→ Given records
= Beginning of Section =

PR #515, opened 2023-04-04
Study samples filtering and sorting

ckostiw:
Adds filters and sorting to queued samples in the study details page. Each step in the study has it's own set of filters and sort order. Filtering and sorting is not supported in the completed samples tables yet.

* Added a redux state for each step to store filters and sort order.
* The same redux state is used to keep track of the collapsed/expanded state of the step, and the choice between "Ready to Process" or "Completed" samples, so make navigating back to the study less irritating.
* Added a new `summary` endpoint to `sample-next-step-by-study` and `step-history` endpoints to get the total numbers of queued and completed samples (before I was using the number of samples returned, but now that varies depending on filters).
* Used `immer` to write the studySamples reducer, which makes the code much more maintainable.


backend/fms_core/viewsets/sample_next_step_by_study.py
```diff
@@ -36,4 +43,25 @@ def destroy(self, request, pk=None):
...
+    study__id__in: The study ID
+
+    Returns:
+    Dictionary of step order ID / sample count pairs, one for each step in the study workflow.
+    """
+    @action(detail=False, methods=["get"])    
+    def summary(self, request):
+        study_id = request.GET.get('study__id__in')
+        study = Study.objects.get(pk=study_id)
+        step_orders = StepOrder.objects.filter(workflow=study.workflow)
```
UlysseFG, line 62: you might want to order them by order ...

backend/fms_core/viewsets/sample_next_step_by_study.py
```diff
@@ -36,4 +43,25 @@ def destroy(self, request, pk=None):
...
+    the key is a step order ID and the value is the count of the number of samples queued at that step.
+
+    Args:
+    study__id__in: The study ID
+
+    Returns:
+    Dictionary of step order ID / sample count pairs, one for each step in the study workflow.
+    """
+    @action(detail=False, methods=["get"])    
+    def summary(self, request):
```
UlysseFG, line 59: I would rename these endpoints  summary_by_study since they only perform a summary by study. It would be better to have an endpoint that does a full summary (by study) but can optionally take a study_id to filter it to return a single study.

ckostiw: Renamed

= End of Section =
= Beginning of Section =

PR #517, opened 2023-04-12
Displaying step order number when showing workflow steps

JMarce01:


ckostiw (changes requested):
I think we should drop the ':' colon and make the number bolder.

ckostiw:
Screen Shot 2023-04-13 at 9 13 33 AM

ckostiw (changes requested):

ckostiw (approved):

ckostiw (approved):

= End of Section =

→ What the exercise asks
Among the records above, extract exactly the lines from the line with "PR #515, opened 2023-04-04" to the line with "store filters and sort order.", both lines included, and leave out the rest.

→ Exercise response
PR #515, opened 2023-04-04
Study samples filtering and sorting

ckostiw:
Adds filters and sorting to queued samples in the study details page. Each step in the study has it's own set of filters and sort order. Filtering and sorting is not supported in the completed samples tables yet.

* Added a redux state for each step to store filters and sort order.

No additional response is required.